**Problem requirements:** Go over the data and copy out each line with "Verscharen" in it.

**Records for the exercise:**
-- Opening Marker --

PR #680, opened 2019-09-13
First go at a DistributionFuntion object

dstansby:
Here is a first go at making a `DistributionFunction` object, as discussed on riot with @namurphy and @blalterman. Please fire away with any and all suggestions at how I have implemented this (/tell me why my code is awful!). Some notes

- I think that an analytical and sampled distribution function will have such different ways of doing stuff that I've made two different classes. In the future these should definitely have a similar API though.
- I have left `AnalyticDistributionFunction` to be filled in since this isn't my area of speciality
- This needs tests/better docs, but I'm putting it out there for initial review before I work on those bits

### DIFF
--- a/plasmapy/distributions/distributions.py
+++ b/plasmapy/distributions/distributions.py
@@ -12,7 +12,7 @@ class DistributionFunction(metaclass=abc.ABCMeta):
     @n_spatial_dims.setter
     def n_spatial_dims(self, n_spatial_dims):
         if not 0 <= n_spatial_dims <= 3:
-            raise ValueError('Number of spatial dimensions must be bewteen '
+            raise ValueError('Number of spatial dimensions must be between '
                              f'0 and 3 (got {n_spatial_dims}).')
         self._n_spatial_dims = n_spatial_dims
 
@@ -23,7 +23,7 @@ class DistributionFunction(metaclass=abc.ABCMeta):
     @n_velocity_dims.setter
     def n_velocity_dims(self, n_velocity_dims):
         if not 1 <= n_velocity_dims <= 3:
-            raise ValueError('Number of velocity dimensions must be bewteen '
+            raise ValueError('Number of velocity dimensions must be between '
                              f'1 and 3 (got {n_velocity_dims}).')
         self._n_velocity_dims = n_velocity_dims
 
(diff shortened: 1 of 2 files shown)


blalterman:
Ok. I know this is silly and pendantic, but line 1 should probably be

class DistributionFunction(object):


if for no other reason than explicit is better than implicit.

---------------------
B. L. Alterman
Pronouns: He/Him/His
<https://spectrumcenter.umich.edu/article/designated-pronouns>
Candidate, Applied Physics
Solar and Heliospheric Research Group
Climate and Space Sciences and Engineering
University of Michigan
balterma@umich.edu

dstansby:
That's not required any more in python 3 (and it's customary not to include it in all the other projects I've contributed to)

blalterman:
All I was suggesting was explicit over implicit. Same reason nested
generators aren't the greatest idea.

---------------------
B. L. Alterman
Pronouns: He/Him/His
<https://spectrumcenter.umich.edu/article/designated-pronouns>
Candidate, Applied Physics
Solar and Heliospheric Research Group
Climate and Space Sciences and Engineering
University of Michigan
balterma@umich.edu

StanczakDominik:
> as discussed on riot with @namurphy and @blalterman

Could you link that discussion here, for context?

I'll take a look at the code a bit later today :)

dstansby:
https://matrix.to/#/!mThWGgbzeWtFrtMzCa:matrix.org/$1568310829519351FWmFu:matrix.org?via=matrix.org&via=openastronomy.org&via=cadair.com

plasmapy/distributions/distributions.py
```diff
@@ -0,0 +1,118 @@
...
+            self._spatial_untis = []
+            spatial_idxs = index_types.index('space')
+            for i in range(vel_idxs):
+                self._spatial_indexes.append(indexes[i])
+                self._spatial_units.append(index_units[i])
+
+        self.data = data
+        self.index_units = index_units
+
+        @property
```
namurphy: The indentation here appears to be one step too many

blalterman:
I'm in favor of the ABC. I think that's an ideal way to go about it and
help ensure a consistent API.

dstansby:
I've added some `abc` to the mix, although I haven't added any enforced methods yet. Things like calculating number density, velocity, and temperature moments will be good candidates for this though.

@StanczakDominik , nope, at the moment the input is 'processing agnostic' in the sense that it just takes some numpy arrays (as document). Will add an example somewhere!

PR #683, opened 2019-09-19
Guidelines for supporting old versions of Python, NumPy, and Astropy

namurphy:
[NumPy Enhancement Proposal (NEP) 29](https://numpy.org/neps/nep-0029-deprecation_policy.html) includes suggested community guidelines for the support of old versions of Python and NumPy.  The idea behind NEP 29 is to provide predictability to when old packages stop being supported throughout the scientific Python ecosystem.  This pull request adapts these guidelines for PlasmaPy, in particular by including requirements for older versions of Astropy.  

The guidelines were adjusted to allow us some flexibility, since there may be situations where it would provide a much greater benefit to update sooner.  While we are still early in the development phase, we can get away with being less strict with supporting older versions of packages.  As we build up a user base and improve package stability, we should depart from these guidelines more sparingly.

### DIFF
--- a/docs/development/release_guide.rst
+++ b/docs/development/release_guide.rst
@@ -30,7 +30,11 @@ Pre-release
   * Use ``git shortlog -n -s -e`` for ``.mailmap``
   * Use ``astropy-tools/author_lists.py`` for ``credits.rst``
 
-* Edit ``setup.cfg`` to remove ``.dev`` from ``version = x.y.z.dev``
+* Update ``setup.cfg``
+
+  * Remove ``.dev`` from ``version = x.y.z.dev``
+  * Update minimum versions of required packages, including
+    ``python_requires``, ``install_requires``, and other variables
 
 * Reserve a digital object identifier on Zenodo, and update citation
   information (e.g., in ``plasmapy.__citation__`` and ``README.md``)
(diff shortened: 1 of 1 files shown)


docs/development/release_guide.rst
```diff
@@ -105,3 +109,31 @@ Post-release
...
+  Python.
+* PlasmaPy should support minor versions of NumPy initially released
+  in the 24 months prior to a planned project release date or the
+  oldest version that supports the minimum Python version (whichever is
+  higher).
+* PlasmaPy should support at least the 3 latest minor versions of
+  NumPy and Astropy.
+
+Upstream package requirements should only change during major or minor
+releases, and never during a patch release.  All supported minor
```
StanczakDominik: A question: suppose a NumPy patch release (say, 1.17.2) fixes a bug occuring in PlasmaPy 0.3.0. Do we:

- tell people to update their numpy version, as allowed by this note, or
- release 0.3.1 as a bugfix release which basically bumps the required NumPy version to 1.17.2? This seems to be actively discouraged according to this sentence.

docs/development/release_guide.rst
```diff
@@ -105,3 +109,31 @@ Post-release
...
+versions of Python should be in the test matrix and have binary
+artifacts built for releases.
```
StanczakDominik: As of now, we don't actually have binary artifacts, since we got rid of Cython, we're running on conda in so-called "noarch" mode as a pure Python dependency.

Issue #634, opened 2019-05-31
Create a class to represent arbitrary particle distribution functions


namurphy:
Plasmas often have particle distribution functions that differ from the standard analytic distribution functions (e.g., Maxwell-Boltzmann, kappa, etc.).  PlasmaPy should have a way to represent arbitrary particle distribution functions.  This would enable PlasmaPy to be used for the analysis of in situ spacecraft data.  It would be helpful to have this done before #11.

namurphy:
Hm...one possibility would be to create a `ParticleDistributionFunction` base class (maybe an abstract base class?) and then have subclasses for the different distribution types.  Might need to distinguish between 1D and 3D.

StanczakDominik:
What API would you imagine this with?

namurphy:
I'm not really sure yet.  It'd probably be helpful to come up with some use cases and design it from there.  I personally use a fluid approximation for most of my research, so I may not be the best person to ask!

diego7319:
Maybe using a design pattern should be helpful in this case, particularly https://refactoring.guru/design-patterns/factory-method  "Factory method". One Abstract mother class and a child distribution class.
A second option could be using the "adapter method" (https://refactoring.guru/design-patterns/adapter/python/example#lang-features, I think this is clearer https://www.djangospin.com/design-patterns-python/adapter/ )

Issue #447, opened 2018-05-08
Create custom particle subclass


lemmatum:
As per discussion on #439 it'd be useful to have a method for generating custom particles as part of the `Particle` class. In particular, we want to be able to pass a mass and a charge to create custom dust grain particles.

namurphy:
Now that #404 has been merged, one possibility for this issue would be to create a composite `Particle` from an `IonizationState` instance.  From that we would be able to get the mean and rms integer charge.  I don't think this should be the only way to create a custom `Particle`, but it would provide at least one way.

PR #555, opened 2018-10-05
Start of a dispersion package

dstansby:
A first go an starting a dispersion package. At the moment it is *very* bare bones, but includes an Input class and an Output class, that all dispersion solvers can use. I thought I'd open this up to start discussion.

PR #686, opened 2019-09-26
Dispersion api

StanczakDominik:
This PR takes the notes we wrote [during the Tuesday meeting](https://github.com/PlasmaPy/plasmapy-meeting-notes/blob/master/2019-09-24-design-meeting.md) and implements them as a failing test. Ideally, once we implement this, we'll remove the xfail and just have a passing, though basic, test.

As pointed out by @namurphy on (in the?) Matrix, #634, #447 are relevant here.

@dstansby, seeing that you started work on #680, what do you think about this approach?

### DIFF
--- a/plasmapy/dispersion/tests/test_api.py
+++ b/plasmapy/dispersion/tests/test_api.py
@@ -1,0 +1,85 @@
+import astropy.units as u
+from astropy import constants
+import pytest
+
+@pytest.mark.xfail(strict=True)
+def test_dispersion_api():
+    """
+    This is a broad overview of the initial ideas we had on the sample API for the dispersion solver
+    as per https://github.com/PlasmaPy/plasmapy-meeting-notes/blob/master/2019-09-24-design-meeting.md
+
+    It is marked as xfail - ideally a later PR will cause this 
+    """
+
+    p = Particle('p')
+
+    # class Species(Particle):
+    #     def __init__(self, particle_name, temperature, anisotropy, density, drift):
+    #         ...
+        
+    from plasmapy.atomic import CustomParticle # probably the best place for it but negotiable
+    custom_ion = CustomParticle(mass=25*electron_mass, charge=2 * constants.e.si)
+
+    from plasmapy.dispersion import Species # place negotiable? better name?
+
+    species0 = Species(custom_ion, 
+        anisotropy = 1/3.1415,
+        # or solve for anisotropy from T_perpendicular, T_parallel, but for now - it's fine to supply it
+        density = 1e23 * u.m**-3,
+        # in general, example: drift = [0, 0, 2] * (u.m/u.s), but for now don't worry about direction
+        drift = 2 * (u.m/u.s),
+    )
+
+    # physics initialization 
+    from plasmapy.dispersion import PhysicalInputs #, DispersionSolver
+    dispersion_input = PhysicalInputs(species = [species0],
+        magnetic_field = u.Quantity([0, 0, 5], u.T),
+        # kwargs:
+        wavenumber = np.linspace(0, 10, 1000) / u.m,
+        # wavenumber = np.array([0.1, 10, 3,]) / u.m,
+        angle = np.linspace(0, np.pi, 1000),
+        # v_Alfven/c needs to be controlled - magnetic_field, density give us v
+        # TODO what do we need for the relativistic dispersion?
+        # TODO Ask Daniel Verscharen and other astrophysicists
+        )    
+
+    # class DispersionSolver:
+    #     solvers = {'kinetic': KineticDispersionSolver,
+    #                'two_fluid': tfst}
+        
+    #     def __init__(self, solver_type, **solver_kwargs):
+    #         # doc issues but easy to extend
+        
+    from plasmapy.dispersion import KineticDispersionSolver
+    kds = KineticDispersionSolver(dispersion_input,
+                                  number_of_iterations = 10000,         
+                                  #Threshold for the determinant of the dispersion tensor:
+                                  # If det D <= det_D_threshold, the Newton iteration will 
+                                  # be stopped
+                                  det_D_threshold = 0.0001,  # TODO put reasonable float value here
+                                  # Maximum of sum in Bessel functions (both regular 
+                                  # and modified)
+                                  # can be very low (e.g., 3) for quasi-parallel propagation
+                                  nmax=1000,
+                                  # If I_n is less than this value, higher n are neglected:
+                                  Bessel_zero=1, # was 1.d-50, I'm unsure of what this syntax represents
+                                  # Initial guess for the frequency (complex number):
+                                  initial_guess=0.01+0.0001j,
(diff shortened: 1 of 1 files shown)


StanczakDominik:
I'm sorry for the massive review request spam, but I thought it'd be good to gather any second thoughts that you guys might have had afterwards!

dstansby:
Writing a test seems like an odd way to define an API to me - personally I think the way to go is to create some actual classes with explanatory documentation, that might be Abstract-Base-Classes (like I did in #680). Something more like https://github.com/PlasmaPy/PlasmaPy/pull/555 with appropriate modification?

plasmapy/dispersion/tests/test_api.py
```diff
@@ -0,0 +1,85 @@
...
+    #     def __init__(self, particle_name, temperature, anisotropy, density, drift):
+    #         ...
+        
+    from plasmapy.atomic import CustomParticle # probably the best place for it but negotiable
+    custom_ion = CustomParticle(mass=25*electron_mass, charge=2 * constants.e.si)
+
+    from plasmapy.dispersion import Species # place negotiable? better name?
+
+    species0 = Species(custom_ion, 
+        anisotropy = 1/3.1415,
```
tulasinandan: We should either compute from distribution function or if we want to supply the parameters, then we need to supply one of the temperatures (preferably parallel) AND anisotropy. We will need the parallel temperature to compute parallel beta.

plasmapy/dispersion/tests/test_api.py
```diff
@@ -0,0 +1,85 @@
...
+    # class DispersionSolver:
+    #     solvers = {'kinetic': KineticDispersionSolver,
+    #                'two_fluid': tfst}
+        
+    #     def __init__(self, solver_type, **solver_kwargs):
+    #         # doc issues but easy to extend
+        
+    from plasmapy.dispersion import KineticDispersionSolver
+    kds = KineticDispersionSolver(dispersion_input,
+                                  number_of_iterations = 10000,
```
tulasinandan: These numerical parameters were directly copied from Daniel Verscharen's NHDS code. Depending on whether we write our own or if we use a compiled version of Daniel's code, we might need to change these.

namurphy:
> Writing a test seems like an odd way to define an API to me - personally I think the way to go is to create some actual classes with explanatory documentation, that might be Abstract-Base-Classes (like I did in #680).

We've been trying to do more [test-driven development](https://en.wikipedia.org/wiki/Test-driven_development), where the test is written first and then the coding to get the test to pass happens after.  I personally have found this strategy to be quite helpful a lot of the time, and often regret it when I don't use it.  With that said, I think the abstract base class approach would probably go along nicely with the test-driven development approach.

StanczakDominik:
> Writing a test seems like an odd way to define an API to me - personally I think the way to go is to create some actual classes with explanatory documentation, that might be Abstract-Base-Classes (like I did in #680). Something more like #555 with appropriate modification?

Yeah, I may have gone overboard on the TDD approach :laughing: ABCs sound good!

plasmapy/dispersion/tests/test_api.py
```diff
@@ -0,0 +1,85 @@
...
+    """
+    This is a broad overview of the initial ideas we had on the sample API for the dispersion solver
+    as per https://github.com/PlasmaPy/plasmapy-meeting-notes/blob/master/2019-09-24-design-meeting.md
+
+    It is marked as xfail - ideally a later PR will cause this 
+    """
+
+    p = Particle('p')
+
+    # class Species(Particle):
```
dstansby: I don't think `Species` should subclass `Particle`, but should take a `Particle` object as one of it's `__init__` parameters. (ie. a single `Particle` can't have a temperature, but a `Species` that is comprised of lots of the same type of particle can)

plasmapy/dispersion/tests/test_api.py
```diff
@@ -0,0 +1,85 @@
...
+    #     def __init__(self, particle_name, temperature, anisotropy, density, drift):
+    #         ...
+        
+    from plasmapy.atomic import CustomParticle # probably the best place for it but negotiable
+    custom_ion = CustomParticle(mass=25*electron_mass, charge=2 * constants.e.si)
```
dstansby: I think it would be nice if the `Particle` class could also take these kwargs (without needing another `CustomParticle` class).

plasmapy/dispersion/tests/test_api.py
```diff
@@ -0,0 +1,85 @@
...
+
+    from plasmapy.dispersion import Species # place negotiable? better name?
+
+    species0 = Species(custom_ion,
```
dstansby: This test code is fine, but it should be noted for the future that the exact kwargs that `Species` accepts will vary, ie. in standard MHD a species just has a single temperature and no temperature anisotropy.

plasmapy/dispersion/tests/test_api.py
```diff
@@ -0,0 +1,85 @@
...
+    species0 = Species(custom_ion, 
+        anisotropy = 1/3.1415,
+        # or solve for anisotropy from T_perpendicular, T_parallel, but for now - it's fine to supply it
+        density = 1e23 * u.m**-3,
+        # in general, example: drift = [0, 0, 2] * (u.m/u.s), but for now don't worry about direction
+        drift = 2 * (u.m/u.s),
+    )
+
+    # physics initialization 
+    from plasmapy.dispersion import PhysicalInputs #, DispersionSolver
```
dstansby: I think `PhysicalInputs` should end up being an `ABC`, which individual solvers have to subclass to define what their own exact physical inputs are.

plasmapy/dispersion/tests/test_api.py
```diff
@@ -0,0 +1,85 @@
...
+                                  # Amplitude mode: If 1, then ampl = delta B_x / B0. 
+                                  # If 2, then ampl = delta B_y / B0.
+                                  # If 3, then ampl = delta B_z / B0
+                                  # ampl_mode=3,
+                                  # Amplitude for the calculation of polarization
+                                  # properties:
+                                  # ampl=1.d0
+                                  amplBETTERNAME = (0, 0, 1)
+                                  )
+
```
dstansby: There should be something like `kds.solve()` here, and then some lines that access the computed solution.

plasmapy/dispersion/tests/test_api.py
```diff
@@ -0,0 +1,85 @@
...
+                                  # If 3, then ampl = delta B_z / B0
+                                  # ampl_mode=3,
+                                  # Amplitude for the calculation of polarization
+                                  # properties:
+                                  # ampl=1.d0
+                                  amplBETTERNAME = (0, 0, 1)
+                                  )
+                     
+    from plasmapy.dispersion import FluidDispersionSolver
+    fds = FluidDispersionSolver(dispersion_input)
```
dstansby: As above, a fluid solver probably won't have the same input as a kinetic solver, so I think a new `dispersion_input` should be defined for this.

PR #689, opened 2019-09-29
bump sphinx version (>2) to generate binder link

jdkent:
I just read and went through @StanczakDominik's [helpful guide](https://stanczakdominik.github.io/posts/simple-binder-usage-with-sphinx-gallery-through-jupytext/) and applied it to my own repository, but I noticed the binder badges are not showing at the [end of the tutorials](http://docs.plasmapy.org/en/stable/auto_examples/particle_stepper.html#sphx-glr-auto-examples-particle-stepper-py).

For my repository the solution was [bumping the version of sphinx that needed to be installed](https://github.com/HBClab/NiBetaSeries/blob/76f9779c17ef8069410eb6774ac0bb95b917cefd/setup.cfg#L66) since readthedocs by default installs `sphinx==1.8.5`.

I'm hoping this solution works for this repository as a way of saying thank you for providing that guide.

P.S., I do not know if it is necessary, but [I wiped the build environment](https://docs.readthedocs.io/en/stable/guides/wipe-environment.html) before trying to change the sphinx version readthedocs uses

### DIFF
--- a/requirements/environment.yml
+++ b/requirements/environment.yml
@@ -18,7 +18,7 @@ dependencies:
     - numpydoc
     - pytest
     - lmfit
-    - sphinx
+    - sphinx>2
     - sphinx-gallery
     - sphinx-automodapi
     - sphinx_rtd_theme


StanczakDominik:
Hey, thanks for this PR, and I'm happy that my guide proved helpful :)

However, this issue seems to result from the fact that our RTD setup points to the `stable` (0.2 release) branch, rather than to the current master branch. [This is how it looks on master](http://docs.plasmapy.org/en/latest/auto_examples/plot_particle_stepper.html#sphx-glr-auto-examples-particle-stepper-py).

I'll update PlasmaPy's RTD to point to the current master, and, with your permission, I'll add a note to the guide along the lines of "@jdkent on GitHub [suggests pinning Sphinx version to >2](https://github.com/PlasmaPy/PlasmaPy/pull/689) helps if your binder badges aren't showing up).

StanczakDominik:
Actually you're probably right that sphinx needs to be modern-ish, if you take a look at our build logs, we're pulling Sphinx 2.2 from conda: https://readthedocs.org/projects/plasmapy/builds/9702951/ (hopefully you can access that...)

I didn't realize that! Thanks, TIL! :grinning:

PR #692, opened 2019-10-09
plasmapy.formulary - reshuffle

StanczakDominik:
This is hopefully the final attempt!


namurphy:
I just realized, we're going to have to update a lot of things in the docs, aren't we?  

Another thought is that it would probably be more straightforward for `plasmapy.formulary` to be imported automatically when doing `import plasmapy`, rather than having to specifically do `import plasmapy.formulary` or `from plasmapy import formulary`.  This will probably be our most commonly used subpackage, and the first one that many people would go to.  

Thanks for doing this!

StanczakDominik:
Sure, can do!

I also wanted to discuss the API here. I rather dislike having to do `from plasmapy.formulary.physics.parameters import a_thing`; I'm thinking of getting rid of the pretty arbitrary separation between `physics`, `mathematics` and `transport`, and just putting all of that into the main `formulary` namespace. *Flat is better than nested* etc etc.

namurphy:
Yeah, allowing users to do something like `from plasmapy.formulary import *` and just have everything right there would be a real convenience for when they're interactively analyzing some data set.  I like it!

namurphy:
Another thought...probably `plasmapy.formulary` is going to be one of the first packages to need a stable API (probably along with `plasmapy.atomic`).  That is to say, it should soon become open for extension but not for modification.  Probably version 0.3 will be too soon to promise that, but maybe 0.4 or 0.5.

StanczakDominik:
Stable-ish - I think once we move stuff to `formulary` and do a cross-check with The Formulary itself to see what's missing, it'll be fine.

I'll try to finish the docs (again...) tomorrow.

StanczakDominik:
Well, I may have gone a little overboard on the common namespace thing. See https://3007-46810954-gh.circle-artifacts.com/0/root/project/docs/_build/html/formulary/index.html. I think:

* [ ] I gave the page an auto-generated summary, but it's trying to look for definitions in the `formulary/__init__.py` file (due to star imports) and failing, so links aren't generating. I guess we could keep the per-topic summaries and say it's all available via `plasmapy.formulary.alfven_speed`.
- [ ] magnetostatics elements either need a separate place besides the formulary or shouldn't be *-imported into the
* [ ] I guess the only reasonable approach here is nuking the central autosummary - I'll do that.

By the way, I'm doing the star imports because we're defining `__all__` in the modules, so it should be fine.

StanczakDominik:
If this goes as expected, it should be ready for a round of review!

plasmapy/classes/sources/plasma3d.py
```diff
@@ -6,15 +6,9 @@
...
-                               m_e,
-                               c,
-                               mu0,
-                               k_B,
-                               e,
-                               eps0,
+from plasmapy.formulary.magnetostatics import MagnetoStatics
+
+from astropy.constants import (mu0,
                                )
```
SolarDrew: Auto-formatting shenanigans? Newline seems a bit excessive with a single import...

plasmapy/classes/sources/plasmablob.py
```diff
@@ -5,11 +5,10 @@
...
 import astropy.units as u
 
-from plasmapy.physics.parameters import _grab_charge
-from plasmapy.physics.dimensionless import (quantum_theta,
-                                            )
-from plasmapy.transport import (coupling_parameter,
-                                        )
+from plasmapy.formulary.parameters import _grab_charge
+from plasmapy.formulary.dimensionless import (quantum_theta,
+                                                      )
```
SolarDrew: See above.

plasmapy/formulary/tests/test_collisions.py
```diff
@@ -4,20 +4,22 @@
...
-                                collision_frequency,
-                                mean_free_path,
-                                mobility,
-                                Knudsen_number,
-                                coupling_parameter)
-from plasmapy.transport import (Spitzer_resistivity,
-                                fundamental_electron_collision_freq,
-                                fundamental_ion_collision_freq)
+from plasmapy.formulary.braginskii import (Coulomb_logarithm,
+                                           )
```
SolarDrew: And here.

plasmapy/classes/sources/plasma3d.py
StanczakDominik: Curse you, PyCharm! Thanks, Drew! :)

-- Closing Marker --

**Response:**
+        # TODO Ask Daniel Verscharen and other astrophysicists
tulasinandan: These numerical parameters were directly copied from Daniel Verscharen's NHDS code. Depending on whether we write our own or if we use a compiled version of Daniel's code, we might need to change these.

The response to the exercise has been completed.